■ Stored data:
▽
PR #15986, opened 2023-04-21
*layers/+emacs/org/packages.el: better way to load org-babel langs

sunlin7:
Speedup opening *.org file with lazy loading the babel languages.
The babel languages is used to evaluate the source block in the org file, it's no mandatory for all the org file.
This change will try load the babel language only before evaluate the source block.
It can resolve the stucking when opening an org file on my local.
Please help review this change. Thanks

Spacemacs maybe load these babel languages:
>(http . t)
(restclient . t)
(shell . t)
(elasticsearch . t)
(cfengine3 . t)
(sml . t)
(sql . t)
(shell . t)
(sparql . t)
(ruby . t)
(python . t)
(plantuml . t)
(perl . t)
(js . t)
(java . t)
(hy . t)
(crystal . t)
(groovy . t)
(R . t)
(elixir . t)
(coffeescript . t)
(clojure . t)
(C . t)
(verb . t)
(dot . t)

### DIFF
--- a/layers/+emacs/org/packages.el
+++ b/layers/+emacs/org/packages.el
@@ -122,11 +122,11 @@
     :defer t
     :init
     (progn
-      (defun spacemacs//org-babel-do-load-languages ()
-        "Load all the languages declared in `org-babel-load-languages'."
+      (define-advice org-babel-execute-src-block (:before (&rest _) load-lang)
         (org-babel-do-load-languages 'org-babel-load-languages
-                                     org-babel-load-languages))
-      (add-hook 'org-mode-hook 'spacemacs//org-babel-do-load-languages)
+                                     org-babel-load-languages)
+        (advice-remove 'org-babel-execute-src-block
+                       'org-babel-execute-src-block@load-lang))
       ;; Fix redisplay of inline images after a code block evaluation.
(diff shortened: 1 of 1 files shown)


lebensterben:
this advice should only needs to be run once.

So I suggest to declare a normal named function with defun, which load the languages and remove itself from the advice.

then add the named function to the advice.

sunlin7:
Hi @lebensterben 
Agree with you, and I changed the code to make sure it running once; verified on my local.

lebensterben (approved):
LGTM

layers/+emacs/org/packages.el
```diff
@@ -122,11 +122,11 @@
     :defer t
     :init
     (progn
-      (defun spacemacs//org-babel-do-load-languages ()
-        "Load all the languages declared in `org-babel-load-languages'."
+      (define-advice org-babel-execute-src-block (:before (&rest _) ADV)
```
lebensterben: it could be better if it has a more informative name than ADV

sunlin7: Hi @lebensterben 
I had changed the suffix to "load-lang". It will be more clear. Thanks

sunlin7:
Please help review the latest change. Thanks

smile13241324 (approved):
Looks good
△
■ Task instructions: Copy the records. Each line should match exactly.

■ Solution to the exercise:
PR #15986, opened 2023-04-21
*layers/+emacs/org/packages.el: better way to load org-babel langs

sunlin7:
Speedup opening *.org file with lazy loading the babel languages.
The babel languages is used to evaluate the source block in the org file, it's no mandatory for all the org file.
This change will try load the babel language only before evaluate the source block.
It can resolve the stucking when opening an org file on my local.
Please help review this change. Thanks

Spacemacs maybe load these babel languages:
>(http . t)
(restclient . t)
(shell . t)
(elasticsearch . t)
(cfengine3 . t)
(sml . t)
(sql . t)
(shell . t)
(sparql . t)
(ruby . t)
(python . t)
(plantuml . t)
(perl . t)
(js . t)
(java . t)
(hy . t)
(crystal . t)
(groovy . t)
(R . t)
(elixir . t)
(coffeescript . t)
(clojure . t)
(C . t)
(verb . t)
(dot . t)

### DIFF
--- a/layers/+emacs/org/packages.el
+++ b/layers/+emacs/org/packages.el
@@ -122,11 +122,11 @@
     :defer t
     :init
     (progn
-      (defun spacemacs//org-babel-do-load-languages ()
-        "Load all the languages declared in `org-babel-load-languages'."
+      (define-advice org-babel-execute-src-block (:before (&rest _) load-lang)
         (org-babel-do-load-languages 'org-babel-load-languages
-                                     org-babel-load-languages))
-      (add-hook 'org-mode-hook 'spacemacs//org-babel-do-load-languages)
+                                     org-babel-load-languages)
+        (advice-remove 'org-babel-execute-src-block
+                       'org-babel-execute-src-block@load-lang))
       ;; Fix redisplay of inline images after a code block evaluation.
(diff shortened: 1 of 1 files shown)


lebensterben:
this advice should only needs to be run once.

So I suggest to declare a normal named function with defun, which load the languages and remove itself from the advice.

then add the named function to the advice.

sunlin7:
Hi @lebensterben 
Agree with you, and I changed the code to make sure it running once; verified on my local.

lebensterben (approved):
LGTM

layers/+emacs/org/packages.el
```diff
@@ -122,11 +122,11 @@
     :defer t
     :init
     (progn
-      (defun spacemacs//org-babel-do-load-languages ()
-        "Load all the languages declared in `org-babel-load-languages'."
+      (define-advice org-babel-execute-src-block (:before (&rest _) ADV)
```
lebensterben: it could be better if it has a more informative name than ADV

sunlin7: Hi @lebensterben 
I had changed the suffix to "load-lang". It will be more clear. Thanks

sunlin7:
Please help review the latest change. Thanks

smile13241324 (approved):
Looks good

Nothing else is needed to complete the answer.